Start of Block
Issue #902, opened 2025-03-17
[Bug] Webtoon-mode of new player jumps unpredictably in certain situations


cpiber:
## Device information
- Suwayomi-WebUI version: r2401
- Suwayomi-Server version: v1.1.1-r1701
- Server Operating System: FreeBSD 14.2-RELEASE-p2
- Server Desktop Environment: N/A
- Server JVM version: openjdk version "21.0.6" 2025-01-21
- Client Operating System: Ubuntu 24.04.1
- Client Web Browser: Firefox 136.0.1

## Info
Both Webtoon and Continous Scroll are implemented via infinite scroll. When reading many chapters at once, this does not unload previous chapters, which can get really weird behavior (very long pages). This is especially problematic when the reader mode is changed or the window is resized - since pages are not rendered properly, it often happens that the scroll position is misinterpreted and the reader changes chapter wildly in such situations (I've also had happen that the reader fails to load any chapter, just showing the transition, and I have to use the selector to find the chapter I was at).

The same thing can also happen if the users scrolls too far while the images are still loading (especially with tall pages as is common in web toons).

 _Originally posted by @cpiber in [#778](https://github.com/Suwayomi/Suwayomi-WebUI/issues/778#issuecomment-2730440214)_

## Steps to reproduce
1. Open a Manga in Webtoon mode (should have a good number of pages, or more chapters)
2. Scroll down until the scroll bar becomes reasonably small
3. Make browser window smaller or change reader mode

### Expected behavior
The reader to adjust and stay on the selected page

### Actual behavior
Reader position jumps elsewhere proportional to resize amount

### Additonal details
It seems the reader does not react to resize events, and instead uses the fixed of the initial window; a vertical scrollbar appears.

When switching reader mode, it's slightly different, but still bothersome: When returning to Webtoon mode, the chapter position is somewhere completely different, and pages don't load, until a chapter is selected in the selector.

The behavior can also be provoked by scrolling over still-loading pages, but it's more finicky and I have not been able to reproduce that reliably.

### Video
https://github.com/user-attachments/assets/1aebe3c4-50ef-428c-89a8-39042c7481ad

cpiber:
It was removed though?

PR #905, opened 2025-03-23
Reader: Reset bounds on window size change

cpiber:
This attempts to handle page resizing a little better than previously (ref 19f2d99).

It's not perfect, but not changing position at all seems impossible due
to how resizes are handled by the browser (since we adjust our content
to the window size).

Partially addresses #902

### DIFF
--- a/src/modules/reader/components/viewer/ReaderChapterViewer.tsx
+++ b/src/modules/reader/components/viewer/ReaderChapterViewer.tsx
@@ -153,6 +153,7 @@ const BaseReaderChapterViewer = ({
     const isCurrentChapterRef = useRef(isCurrentChapter);
     const imageRefs = useRef<(HTMLElement | null)[]>(pages.map(() => null));
     const pagerRef = useRef<HTMLDivElement>(null);
+    const readerNavBarWidthRef = useRef<number>(readerNavBarWidth);
 
     const actualPages = useMemo(() => {
         const arePagesLoaded = !!totalPages;
@@ -261,6 +262,13 @@ const BaseReaderChapterViewer = ({
         window.addEventListener('resize', f);
         return () => window.removeEventListener('resize', f);
     }, [onSizeReset, ref.current]);
+
+    useEffect(() => {
+        if (readerNavBarWidthRef.current === readerNavBarWidth) return;
+        // setting to 0x0 resets the entire state, so on next render the resize observer will re-init with the correct size
+        onSizeReset(0, 0);
+        readerNavBarWidthRef.current = readerNavBarWidth;
+    }, [onSizeReset, readerNavBarWidth]);
 
     const updateState = <T,>(
         value: T,
--- a/src/modules/reader/components/viewer/ReaderChapterViewer.tsx
+++ b/src/modules/reader/components/viewer/ReaderChapterViewer.tsx
@@ -89,6 +89,7 @@ const BaseReaderChapterViewer = ({
     scrollbarYSize,
     readerNavBarWidth,
     onSizeChange,
+    onSizeReset,
     minWidth,
     minHeight,
 }: Pick<
@@ -126,6 +127,7 @@ const BaseReaderChapterViewer = ({
         scrollIntoView: boolean;
         resumeMode: ReaderResumeMode;
         onSizeChange: (width: number, height: number) => void;
+        onSizeReset: (width: number, height: number) => void;
         minWidth: number;
         minHeight: number;
     }) => {
@@ -248,6 +250,17 @@ const BaseReaderChapterViewer = ({
             [onSizeChange, ref.current],
         ),
     );
+
+    useEffect(() => {
+        const f = () => {
+            if (!ref.current || !ref.current.parentElement) return;
+            const { clientWidth, clientHeight } = ref.current.parentElement;
+            onSizeReset(clientWidth, clientHeight);
+        };
+
+        window.addEventListener('resize', f);
+        return () => window.removeEventListener('resize', f);
+    }, [onSizeReset, ref.current]);
 
     const updateState = <T,>(
         value: T,
--- a/src/modules/reader/components/viewer/ReaderViewer.tsx
+++ b/src/modules/reader/components/viewer/ReaderViewer.tsx
@@ -231,6 +231,7 @@ const BaseReaderViewer = forwardRef(
             chapterViewerSize.current.minChapterViewWidth = width;
             chapterViewerSize.current.minChapterViewHeight = height;
             setTriggerReRender({});
+            setPageToScrollToIndex(currentPageIndex);
         };
 
         useReaderHandlePageSelection(
--- a/src/modules/reader/components/viewer/ReaderViewer.tsx
+++ b/src/modules/reader/components/viewer/ReaderViewer.tsx
@@ -227,6 +227,12 @@ const BaseReaderViewer = forwardRef(
             [isContinuousReadingModeActive, isContinuousVerticalReadingModeActive],
         );
 
+        const onChapterViewSizeReset = (width: number, height: number) => {
+            chapterViewerSize.current.minChapterViewWidth = width;
+            chapterViewerSize.current.minChapterViewHeight = height;
+            setTriggerReRender({});
+        };
+
         useReaderHandlePageSelection(
             pageToScrollToIndex,
             currentPageIndex,
@@ -397,6 +403,7 @@ const BaseReaderViewer = forwardRef(
                             scrollbarYSize={scrollbarYSize}
                             readerNavBarWidth={readerNavBarWidth}
                             onSizeChange={onChapterViewSizeChange}
+                            onSizeReset={onChapterViewSizeReset}
                             minWidth={minChapterViewWidth}
                             minHeight={minChapterViewHeight}
                         />


src/modules/reader/components/viewer/ReaderChapterViewer.tsx
```diff
@@ -249,6 +252,24 @@ const BaseReaderChapterViewer = ({
         ),
     );
 
+    useEffect(() => {
```
schroda, line 255: I would also put the `resize` and `readerNavBarWidth` handling for preserving the current page in `useReaderPreserveScrollPosition`, same as in the other pr

src/modules/reader/components/viewer/ReaderChapterViewer.tsx
```diff
@@ -249,6 +252,24 @@ const BaseReaderChapterViewer = ({
...
+        const f = () => {
+            if (!ref.current || !ref.current.parentElement) return;
+            const { clientWidth, clientHeight } = ref.current.parentElement;
+            onSizeReset(clientWidth, clientHeight);
```
schroda, line 259: instead of introducing this function I think it would be cleaner to add the `chapterId`, to which the dimensions belong to, to `chapterViewerSize`
then in `onChapterViewSizeChange` the dimensions should just get overwritten in case they are for the same `chapterId`, this would then handle the case were the width decreases without setting it to 0 and waiting for the resize observer to reset it to the correct size again

cpiber: The problem is that the `ResizeObserver` observes the same element as where the `min-width` is applied. This means that the observed element can *never* get smaller, unless we reset the `min-width`. The usual trick around this is that `min-width` is applied on the parent. I tried this, and this revealed an issue: Many places in the reader use `vw`, which does *not* work when the reader does not occupy the whole viewport (i.e. with static navigation). I am unsure how to proceed; should I attempt to find some solution to `vw`? Just changing to `%` does not work, because the images then have a `max-width` of `0` in Fit Width mode.

Actually, it feels like quite a few of the styles need to be checked again to see when they should apply. For example, setting a `min-width` seems counter-intuitive, when the mode is Fit Width.

schroda: oh, didn't think about that
the problem is that with `infinite scroll` it wasn't possible to style the pages anymore using `%` because that caused issues with the continuous reading modes

what about only setting the `min-width/height` for `ReaderChapterViewers` that aren't the largest, that would be possible with the added `chapterId`

cpiber: I actually managed to resolve that, there was just one place where the navbar width was not properly considered in some situations, leading to this problem. This works quite nicely.

I noticed that preserving the scroll position is only relevant in the Fit modes (Fit Width and Fit Height). However, for both of these it's not enough to do this as a special case when the page is the same, but rather only in response to the two given scenarios (where an actual resize happens), so I still need that function, but it's still cleaner.

cpiber: I'm not entirely convinced all the width values in `getImagePlaceholderStyling` (`ReaderPager.utils.tsx`) are correct, since only `100vw` deducts the navbar width, but it seems to only really be relevant for `fullWidth`, all others are so fleeting that it seems they at most create a scrollbar briefly. Still, intuitively I would say everywhere `vw` is used, the navbar width should be deducted, since that is the available reader space. So I guess in `getMaxWidth` remove the `if` and do it always?

schroda: from a quick look it doesn't seem that the min width/height changes are working as expected, the problem they are intended to fix is appearing again (keeping the different `ReaderChapterViewers` properly centered)

regardless of this, if you want to make changes in that regard I'd prefer if that was done in a separate pr since that is not really related to this one, as well as all your commits will get squashed

regarding
> what about only setting the min-width/height for ReaderChapterViewers that aren't the largest, that would be possible with the added chapterId

if you change `onChapterViewSizeChange` (which seems broken anyway since it's accessing outdated values with `minChapterViewWidth/Height`) to
```
        const onChapterViewSizeChange = useCallback(
            (width: number, height: number, chapterId: ChapterIdInfo['id']) => {
                if (!isContinuousReadingModeActive) {
                    return;
                }

                const isSameChapterId = chapterId === minChapterSizeSourceChapterId;

                if (isContinuousVerticalReadingModeActive) {
                    if (!isSameChapterId && minWidth >= width) {
                      return;
                    }

                    // convert chapterViewerSize to state, since it doesn't make sense for it to be a ref
                    setChapterViewerSize(state => ({
                      width,
                      height: 0,
                      sourceChapterId: chapterId,
                    }))
                    return;
                }

                if (isSameChapterId || minHeight < height) {
                  setChapterViewerSize(state => ({
                    width: 0,
                    height,
                    sourceChapterId: chapterId,
                  }))
                }
            },
            [isContinuousReadingModeActive, isContinuousVerticalReadingModeActive, minChapterViewWidth, minChapterViewHeight, minChapterSizeSourceChapterId],
        );
```

and always pass `0/undefined` for `min width/height` for the `ReaderChapterViewer` of the `ChapterViewerSize source chapter` then the `min width/height` will get updated when the size decreases

cpiber: Maybe I don't quite understand how this is intended to work, but it seems to work fine for me. When a chapter appears with wider images, the reader is rescaled so the previous chapter with narrower pages is still centered.

But your effect is much cleaner, I'll apply that in a moment. Also noticed that the "no previous/next chapter" markers are broken if the reader is smaller than their content, but that's for another PR...

schroda: here is a video which shows the problem

the pages from `chapter 109` are not centered, they don't align with the ones from `chapter 108`

https://github.com/user-attachments/assets/7f8582a5-8098-4791-8ccb-2ec72bbaaa10

cpiber: I can't reproduce that. I created a blank test manga for myself, and it works there (though it's really not pretty).


https://github.com/user-attachments/assets/bea071c9-7524-4faa-85fd-94cf3305433b


https://github.com/user-attachments/assets/308e2db6-f190-46b0-a08b-f5e756bad09b

If you were using adbad6e for that, please quickly pull again, I messed up the effect there and it did not actually store the detected width. Can you also check that the image there is actually smaller and not just black on one side?

schroda: it's still slightly off and it also causes a double vertical scrollbar

I think it be best to just leave it as it is (setting `min width/height` in the `ReaderChapterViewer` for this pr and if you want you can take a look at it in another pr

src/modules/reader/components/viewer/ReaderViewer.tsx
```diff
@@ -184,8 +185,12 @@ const BaseReaderViewer = forwardRef(
         const handleClick = ReaderControls.useHandleClick(scrollElementRef.current);
 
         const imageRefs = useRef<(HTMLElement | null)[]>(pages.map(() => null));
-        const chapterViewerSize = useRef({ minChapterViewWidth: 0, minChapterViewHeight: 0 });
-        const { minChapterViewWidth, minChapterViewHeight } = chapterViewerSize.current;
+        const [chapterViewerSize, setChapterViewerSize] = useState({
+            minChapterViewWidth: 0,
+            minChapterViewHeight: 0,
+            minChapterSizeSourceChapterId: null as number | null,
```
End of Block
> _TASK BRIEF_
When the word "onSizeChange" appears in a line of the data, that line is counted; report the number only.

> _YOUR RESPONSE_
4